▶ _Task brief_
Retype the records that follow, every line exactly as written.

▶ _Stored data entries_
PR #3055, opened 2022-07-18
Allow maps to be saved

### LINKED ISSUE #3053: MapLoader can't load maps
I tried fixing it and the amount of bs you gotta fix is pretty high. I tried using SetMapEntityId but that just explodes because none of the component init etc are run on the deserialized map entity.

metalgearsloth:
Fixes https://github.com/space-wizards/RobustToolbox/issues/3053

Need to clean it up coz I was pulling my hair out throwing crap at the wall.


Robust.Server/Maps/MapLoader.cs
```diff
@@ -602,12 +610,22 @@ private static MapGrid AllocateMapGrid(MapGridComponent gridComp, MappingDataNod
...
+
+                if (TargetMapUid != null)
+                {
+                    mapEntity = TargetMapUid.Value;
+                    _mapManager.SetMapEntity(TargetMap, TargetMapUid.Value);
+                }
+                else
+                {
+                    mapEntity = _mapManager.GetMapEntityIdOrThrow(TargetMap);
+                }
```
metalgearsloth, line 623: So we create a map above but we don't really have the data to already attach it to an entity, so we just set it here but unfortunately it needs the kinda hack in SetMapEntity.

moonheart08 (approved):
evil but it works + seems sensible.

PR #3064, opened 2022-07-21
Fix nullspace entity creation error

ElectroJr:


moonheart08:
you deserve a cookie

ElectroJr:
Actually I think I just completely misunderstood how null-space was handled Somehow I thought it wasn't a real map/entity? So this isn't how this should be fixed

metalgearsloth:
> Actually I think I just completely misunderstood how null-space was handled Somehow I thought it wasn't a real map/entity? So this isn't how this should be fixed

Nullspace is schrodinger's entity, it may or may not have an entity attached and you encounter this funness when you go digging into map tests.

PR #3065, opened 2022-07-21
Add entitylookup for components

### LINKED ISSUE #2952: Add component queries to entitylookup
i.e. "GetComponentsInRange".

Generally internally it should essentially check the component count for it and determine whether it's probably better to iterate every component or iterate all entities in range checking for the component.

metalgearsloth:
Technically entitylookup is now just "lookup" but changing it would be a pain.

I used the same API as entitylookup and it's kinda boilerplatey but don't know of an easier way to do it. The main advantage is it internally checks if it should just iterate every component directly or check the dynamic trees. This also means content has a consistent way to do component checks even if we change the internal implementation as right now people call the entitylookup methods and use their own entityquery.

Entitylookup is also pretty slow due to the hashsets everywhere but I'm mainly worried about API stability atm and we can optimise later (as PVS doesn't use this anymore it's pretty much just content calling it).

Fixes https://github.com/space-wizards/RobustToolbox/issues/2952


Robust.Shared/GameObjects/Systems/EntityLookupSystem.ComponentQueries.cs
```diff
@@ -0,0 +1,190 @@
...
+
+        var xformQuery = GetEntityQuery<TransformComponent>();
+        var intersecting = new HashSet<T>();
+
+        if (!UseBoundsQuery<T>(worldAABB.Height * worldAABB.Width))
+        {
+            foreach (var (comp, xform) in EntityQuery<T, TransformComponent>(true))
+            {
+                if (xform.MapID != mapId || !worldAABB.Contains(_transform.GetWorldPosition(comp.Owner, xformQuery))) continue;
+                intersecting.Add(comp);
```
ElectroJr: This doesn't respect `LookupFlags.Contained`. If the contained flag is not set, this should get the metadata & check the in-container flag. It should also check xform.Anchored & the anchored flag.

ElectroJr (changes requested):

Robust.Shared/GameObjects/Systems/EntityLookupSystem.ComponentQueries.cs
metalgearsloth: For containers it's similar to the entitylookup side but I added the anchored check so not sure if both should change for that.

ElectroJr (approved):

PR #3072, opened 2022-07-24
Adds a check to HandleContainerRemoved to handle different canCollide states.

Mirino97:
This was needed for [#9357](https://github.com/space-wizards/space-station-14/pull/9357)

The component CollideOnAnchor was acting properly. A collideable item would be impassable when anchored and passable when unanchored. But when you picked it and placed it down again, it would once again become impassable, even if not anchored.

That kinda defeated the purpose of the fix in the mentioned PR.
With this, everything works normally.

(10 mb only for videos? Srsly github?)
https://youtu.be/qVtJ-PX96Dk


Robust.Shared/GameObjects/Systems/SharedPhysicsSystem.cs
```diff
@@ -302,7 +301,12 @@ private void HandleContainerRemoved(EntityUid uid, PhysicsComponent physics, Ent
             // If entity being deleted then the parent change will already be handled elsewhere and we don't want to re-add it to the map.
             if (MetaData(uid).EntityLifeStage >= EntityLifeStage.Terminating) return;
 
-            SetCanCollide(physics, true, false);
+            bool canCollide = true;
+
+            if (TryComp(uid, out PhysicsComponent? physicsComponent))
+                canCollide = physicsComponent._canCollide;
```
ElectroJr: This is just fetching the phyics component again? I.e. `physics == physicsComponent`.

AFAIK the point of this was to stop container removal from auto-enabling collisions for entities that should only collide if they are anchored, so just check for the `CollideOnAnchorComponent`. If it exists and is enabled, then return early & don't enable collosions.

Mirino97: I think I have correctly addressed your request!
Please take another look at your earliest convenience!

▶ _Task answer_
PR #3055, opened 2022-07-18
Allow maps to be saved

### LINKED ISSUE #3053: MapLoader can't load maps
I tried fixing it and the amount of bs you gotta fix is pretty high. I tried using SetMapEntityId but that just explodes because none of the component init etc are run on the deserialized map entity.

metalgearsloth:
Fixes https://github.com/space-wizards/RobustToolbox/issues/3053

Need to clean it up coz I was pulling my hair out throwing crap at the wall.


Robust.Server/Maps/MapLoader.cs
```diff
@@ -602,12 +610,22 @@ private static MapGrid AllocateMapGrid(MapGridComponent gridComp, MappingDataNod
...
+
+                if (TargetMapUid != null)
+                {
+                    mapEntity = TargetMapUid.Value;
+                    _mapManager.SetMapEntity(TargetMap, TargetMapUid.Value);
+                }
+                else
+                {
+                    mapEntity = _mapManager.GetMapEntityIdOrThrow(TargetMap);
+                }
```
metalgearsloth, line 623: So we create a map above but we don't really have the data to already attach it to an entity, so we just set it here but unfortunately it needs the kinda hack in SetMapEntity.

moonheart08 (approved):
evil but it works + seems sensible.

PR #3064, opened 2022-07-21
Fix nullspace entity creation error

ElectroJr:


moonheart08:
you deserve a cookie

ElectroJr:
Actually I think I just completely misunderstood how null-space was handled Somehow I thought it wasn't a real map/entity? So this isn't how this should be fixed

metalgearsloth:
> Actually I think I just completely misunderstood how null-space was handled Somehow I thought it wasn't a real map/entity? So this isn't how this should be fixed

Nullspace is schrodinger's entity, it may or may not have an entity attached and you encounter this funness when you go digging into map tests.

PR #3065, opened 2022-07-21
Add entitylookup for components

### LINKED ISSUE #2952: Add component queries to entitylookup
i.e. "GetComponentsInRange".

Generally internally it should essentially check the component count for it and determine whether it's probably better to iterate every component or iterate all entities in range checking for the component.

metalgearsloth:
Technically entitylookup is now just "lookup" but changing it would be a pain.

I used the same API as entitylookup and it's kinda boilerplatey but don't know of an easier way to do it. The main advantage is it internally checks if it should just iterate every component directly or check the dynamic trees. This also means content has a consistent way to do component checks even if we change the internal implementation as right now people call the entitylookup methods and use their own entityquery.

Entitylookup is also pretty slow due to the hashsets everywhere but I'm mainly worried about API stability atm and we can optimise later (as PVS doesn't use this anymore it's pretty much just content calling it).

Fixes https://github.com/space-wizards/RobustToolbox/issues/2952


Robust.Shared/GameObjects/Systems/EntityLookupSystem.ComponentQueries.cs
```diff
@@ -0,0 +1,190 @@
...
+
+        var xformQuery = GetEntityQuery<TransformComponent>();
+        var intersecting = new HashSet<T>();
+
+        if (!UseBoundsQuery<T>(worldAABB.Height * worldAABB.Width))
+        {
+            foreach (var (comp, xform) in EntityQuery<T, TransformComponent>(true))
+            {
+                if (xform.MapID != mapId || !worldAABB.Contains(_transform.GetWorldPosition(comp.Owner, xformQuery))) continue;
+                intersecting.Add(comp);
```
ElectroJr: This doesn't respect `LookupFlags.Contained`. If the contained flag is not set, this should get the metadata & check the in-container flag. It should also check xform.Anchored & the anchored flag.

ElectroJr (changes requested):

Robust.Shared/GameObjects/Systems/EntityLookupSystem.ComponentQueries.cs
metalgearsloth: For containers it's similar to the entitylookup side but I added the anchored check so not sure if both should change for that.

ElectroJr (approved):

PR #3072, opened 2022-07-24
Adds a check to HandleContainerRemoved to handle different canCollide states.

Mirino97:
This was needed for [#9357](https://github.com/space-wizards/space-station-14/pull/9357)

The component CollideOnAnchor was acting properly. A collideable item would be impassable when anchored and passable when unanchored. But when you picked it and placed it down again, it would once again become impassable, even if not anchored.

That kinda defeated the purpose of the fix in the mentioned PR.
With this, everything works normally.

(10 mb only for videos? Srsly github?)
https://youtu.be/qVtJ-PX96Dk


Robust.Shared/GameObjects/Systems/SharedPhysicsSystem.cs
```diff
@@ -302,7 +301,12 @@ private void HandleContainerRemoved(EntityUid uid, PhysicsComponent physics, Ent
             // If entity being deleted then the parent change will already be handled elsewhere and we don't want to re-add it to the map.
             if (MetaData(uid).EntityLifeStage >= EntityLifeStage.Terminating) return;
 
-            SetCanCollide(physics, true, false);
+            bool canCollide = true;
+
+            if (TryComp(uid, out PhysicsComponent? physicsComponent))
+                canCollide = physicsComponent._canCollide;
```
ElectroJr: This is just fetching the phyics component again? I.e. `physics == physicsComponent`.

AFAIK the point of this was to stop container removal from auto-enabling collisions for entities that should only collide if they are anchored, so just check for the `CollideOnAnchorComponent`. If it exists and is enabled, then return early & don't enable collosions.

Mirino97: I think I have correctly addressed your request!
Please take another look at your earliest convenience!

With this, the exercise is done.